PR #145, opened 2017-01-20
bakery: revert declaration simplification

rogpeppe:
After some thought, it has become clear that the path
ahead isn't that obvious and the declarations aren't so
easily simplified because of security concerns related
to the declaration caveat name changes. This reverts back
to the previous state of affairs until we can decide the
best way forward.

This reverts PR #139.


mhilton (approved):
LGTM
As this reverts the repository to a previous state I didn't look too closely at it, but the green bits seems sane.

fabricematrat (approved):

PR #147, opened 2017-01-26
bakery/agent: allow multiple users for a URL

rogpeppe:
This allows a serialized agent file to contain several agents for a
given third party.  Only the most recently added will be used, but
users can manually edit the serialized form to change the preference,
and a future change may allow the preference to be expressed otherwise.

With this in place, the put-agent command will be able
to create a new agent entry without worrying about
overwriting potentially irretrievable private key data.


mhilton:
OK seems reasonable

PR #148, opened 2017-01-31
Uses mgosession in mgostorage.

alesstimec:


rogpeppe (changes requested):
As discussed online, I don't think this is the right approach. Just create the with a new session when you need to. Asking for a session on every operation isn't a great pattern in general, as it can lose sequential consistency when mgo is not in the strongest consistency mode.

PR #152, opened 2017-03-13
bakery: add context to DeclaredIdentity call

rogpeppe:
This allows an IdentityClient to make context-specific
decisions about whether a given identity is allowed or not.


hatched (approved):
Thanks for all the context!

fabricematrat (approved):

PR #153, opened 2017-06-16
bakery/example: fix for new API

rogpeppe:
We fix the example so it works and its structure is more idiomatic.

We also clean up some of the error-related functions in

• YOUR GOAL:
Search the records above for "approved" and copy every line that has it.

• EXERCISE RESULT:
mhilton (approved):
fabricematrat (approved):
hatched (approved):
fabricematrat (approved):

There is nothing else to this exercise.